What to work on: Once the records below have been read, copy them all out exactly.

[Dataset excerpts]
........

PR #671, opened 2019-09-05
Remove lingering astropy-helpers references

namurphy:
Following up on #663.  Pretty insignificant changes.

### DIFF
--- a/.coveragerc
+++ b/.coveragerc
@@ -2,8 +2,6 @@
 omit =
     ci-helpers/*
     */tests/*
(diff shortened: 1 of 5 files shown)


namurphy:
My first pull request since May!  :tada: :birthday: :1st_place_medal:   That's what you get from having  five work trips, proposal deadlines, [DPP-CPP](https://sites.google.com/pppl.gov/dpp-cpp/home) papers, a bunch of talks, ongoing Fortran obligations, and (thankfully) some vacation...

PR #674, opened 2019-09-05
Move pytest helpers to subdirectory of utils

namurphy:
Our pytest helpers functionality has been in a single file in plasmapy.utils, which means that the functionality in there is jumbled together with a bunch of other unrelated things.  Putting it in its own subdirectory will help with the organization.  I also split the existing functionality in pytest.
    
I updated the namespaces for run_test, etc. in a bunch of test files throughout the package.  I also made a few non-consequential changes in the test files that I noticed, mostly removing unused import statements.
    
I am planning on doing more refactoring to the pytest helpers functionality, which will enable me to do some more refactoring of tests (discussed in comments in #605).  The API for utils.pytest_helpers should be considered unstable at the moment.


plasmapy/atomic/parsing.py
```diff
@@ -433,13 +432,14 @@ def _reconstruct_ion_symbol(element: str, isotope: Integral = None, Z: Integral
...
-        keyword_string = ", " + str(kwargs).strip(r"}{'").replace("'", "").replace(":", " =")
-    else:
-        keyword_string = ""
-    return f"Particle({repr(arg)}{keyword_string})"
+    return pytest_helpers.call_string(Particle, arg, kwargs)
+#    if kwargs != {}:
+#        keyword_string = ", " + str(kwargs).strip(r"}{'").replace("'", "").replace(":", " =")
+#    else:
+#        keyword_string = ""
+#    return f"Particle({repr(arg)}{keyword_string})"
```
StanczakDominik: Dump the commented out code, maybe?

plasmapy/atomic/tests/test_parsing.py
```diff
@@ -9,7 +9,7 @@
     _case_insensitive_aliases,
     _case_sensitive_aliases,
     _parse_and_check_atomic_input,
-    _call_string,
+    _particle_call_string,  # duplicate with utils.pytest_helpers.error_messages.call_string?
```
StanczakDominik: What's that about?

plasmapy/physics/__init__.py
```diff
@@ -36,6 +36,4 @@
 
 from .relativity import Lorentz_factor
 
-from plasmapy import transport
-
```
StanczakDominik: ... wow, I have no idea why this was here. I'm surprised things didn't break by removing this!

plasmapy/atomic/parsing.py
namurphy: Oops!  I forgot about this.  Thanks!

plasmapy/atomic/tests/test_parsing.py
namurphy: I made a more general `plasampy.utils.pytest_helpers.call_string` function which creates a string that replicates the call from a supplied callable, args, and kwargs to help with error messages, so this private function for a specific case is no longer necessary.  I might as well go back and finish this change that I started but did not finish.

namurphy:
> I saw pytest_helpers messing up when plugged into the parallel testing of `pytest_xdist` somewhere along the last few of my PRs

Huh, strange!  If you have an idea for a failing test, that would be great.  Otherwise I can try to play around with it to see what problems I might run into.

> as this code base grows, we're going to be finding more edge cases...  I guess my point is that we should really make sure we aren't reinventing Pytest's own functionalities in here and stick with the "canonical" solutions to problems. 

My thought for the time being is that `pytest_helpers` should be for the testing patterns that come up over and over again for us, but are more specialized than what's in pytest.  I don't think that `pytest_helpers` should deal with edge cases too much, as those cases won't correspond to a common testing pattern.  I spent some time yesterday looking through pytest's documentation to get a better idea of what functionality already exists.  I remember you bringing this up before, so I'm trying to keep this in mind as I'm working on this.  There are also tools in Astropy too that we should make sure not to reinvent.
 
I want something like
```Python
>>> run_test(callable_object, args_list, kwargs_dict, expected_outcome)
```
that works if `expected_outcome` is a warning, exception, `Quantity`, `Unit`, number, `ndarray`, or whatever, and generates really useful error messages for all of these different types of comparisons.  The canonical `pytest` patterns would be under the hood, so this would essentially be an interface so that we wouldn't have to write the same code over and over.  I think this would simplify writing and reading for a lot of our tests.  (Plus, having an interface like `run_test` would make it easier to change to a different testing framework besides pytest if we end up having strong reasons to, countless eons into the future.)

Issue #673, opened 2019-09-05
Enable skipping of slow tests when using pytest from the command line


namurphy:
Some of our tests take noticeably longer than others, and often it's not necessary to run the full test suite.  The [pytest documentation](https://docs.pytest.org) describes how to [mark tests as slow and control whether or not they get run using command line flags](https://docs.pytest.org/en/latest/example/simple.html?highlight=slow#control-skipping-of-tests-according-to-command-line-option).  It would be great to implement this for our tests.  Our longest tests are maybe half a minute so this is not urgent, but it would be helpful to do this since our test suite is probably only going to grow.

........

Reply:
PR #671, opened 2019-09-05
Remove lingering astropy-helpers references

namurphy:
Following up on #663.  Pretty insignificant changes.

### DIFF
--- a/.coveragerc
+++ b/.coveragerc
@@ -2,8 +2,6 @@
 omit =
     ci-helpers/*
     */tests/*
(diff shortened: 1 of 5 files shown)


namurphy:
My first pull request since May!  :tada: :birthday: :1st_place_medal:   That's what you get from having  five work trips, proposal deadlines, [DPP-CPP](https://sites.google.com/pppl.gov/dpp-cpp/home) papers, a bunch of talks, ongoing Fortran obligations, and (thankfully) some vacation...

PR #674, opened 2019-09-05
Move pytest helpers to subdirectory of utils

namurphy:
Our pytest helpers functionality has been in a single file in plasmapy.utils, which means that the functionality in there is jumbled together with a bunch of other unrelated things.  Putting it in its own subdirectory will help with the organization.  I also split the existing functionality in pytest.
    
I updated the namespaces for run_test, etc. in a bunch of test files throughout the package.  I also made a few non-consequential changes in the test files that I noticed, mostly removing unused import statements.
    
I am planning on doing more refactoring to the pytest helpers functionality, which will enable me to do some more refactoring of tests (discussed in comments in #605).  The API for utils.pytest_helpers should be considered unstable at the moment.


plasmapy/atomic/parsing.py
```diff
@@ -433,13 +432,14 @@ def _reconstruct_ion_symbol(element: str, isotope: Integral = None, Z: Integral
...
-        keyword_string = ", " + str(kwargs).strip(r"}{'").replace("'", "").replace(":", " =")
-    else:
-        keyword_string = ""
-    return f"Particle({repr(arg)}{keyword_string})"
+    return pytest_helpers.call_string(Particle, arg, kwargs)
+#    if kwargs != {}:
+#        keyword_string = ", " + str(kwargs).strip(r"}{'").replace("'", "").replace(":", " =")
+#    else:
+#        keyword_string = ""
+#    return f"Particle({repr(arg)}{keyword_string})"
```
StanczakDominik: Dump the commented out code, maybe?

plasmapy/atomic/tests/test_parsing.py
```diff
@@ -9,7 +9,7 @@
     _case_insensitive_aliases,
     _case_sensitive_aliases,
     _parse_and_check_atomic_input,
-    _call_string,
+    _particle_call_string,  # duplicate with utils.pytest_helpers.error_messages.call_string?
```
StanczakDominik: What's that about?

plasmapy/physics/__init__.py
```diff
@@ -36,6 +36,4 @@
 
 from .relativity import Lorentz_factor
 
-from plasmapy import transport
-
```
StanczakDominik: ... wow, I have no idea why this was here. I'm surprised things didn't break by removing this!

plasmapy/atomic/parsing.py
namurphy: Oops!  I forgot about this.  Thanks!

plasmapy/atomic/tests/test_parsing.py
namurphy: I made a more general `plasampy.utils.pytest_helpers.call_string` function which creates a string that replicates the call from a supplied callable, args, and kwargs to help with error messages, so this private function for a specific case is no longer necessary.  I might as well go back and finish this change that I started but did not finish.

namurphy:
> I saw pytest_helpers messing up when plugged into the parallel testing of `pytest_xdist` somewhere along the last few of my PRs

Huh, strange!  If you have an idea for a failing test, that would be great.  Otherwise I can try to play around with it to see what problems I might run into.

> as this code base grows, we're going to be finding more edge cases...  I guess my point is that we should really make sure we aren't reinventing Pytest's own functionalities in here and stick with the "canonical" solutions to problems. 

My thought for the time being is that `pytest_helpers` should be for the testing patterns that come up over and over again for us, but are more specialized than what's in pytest.  I don't think that `pytest_helpers` should deal with edge cases too much, as those cases won't correspond to a common testing pattern.  I spent some time yesterday looking through pytest's documentation to get a better idea of what functionality already exists.  I remember you bringing this up before, so I'm trying to keep this in mind as I'm working on this.  There are also tools in Astropy too that we should make sure not to reinvent.
 
I want something like
```Python
>>> run_test(callable_object, args_list, kwargs_dict, expected_outcome)
```
that works if `expected_outcome` is a warning, exception, `Quantity`, `Unit`, number, `ndarray`, or whatever, and generates really useful error messages for all of these different types of comparisons.  The canonical `pytest` patterns would be under the hood, so this would essentially be an interface so that we wouldn't have to write the same code over and over.  I think this would simplify writing and reading for a lot of our tests.  (Plus, having an interface like `run_test` would make it easier to change to a different testing framework besides pytest if we end up having strong reasons to, countless eons into the future.)

Issue #673, opened 2019-09-05
Enable skipping of slow tests when using pytest from the command line


namurphy:
Some of our tests take noticeably longer than others, and often it's not necessary to run the full test suite.  The [pytest documentation](https://docs.pytest.org) describes how to [mark tests as slow and control whether or not they get run using command line flags](https://docs.pytest.org/en/latest/example/simple.html?highlight=slow#control-skipping-of-tests-according-to-command-line-option).  It would be great to implement this for our tests.  Our longest tests are maybe half a minute so this is not urgent, but it would be helpful to do this since our test suite is probably only going to grow.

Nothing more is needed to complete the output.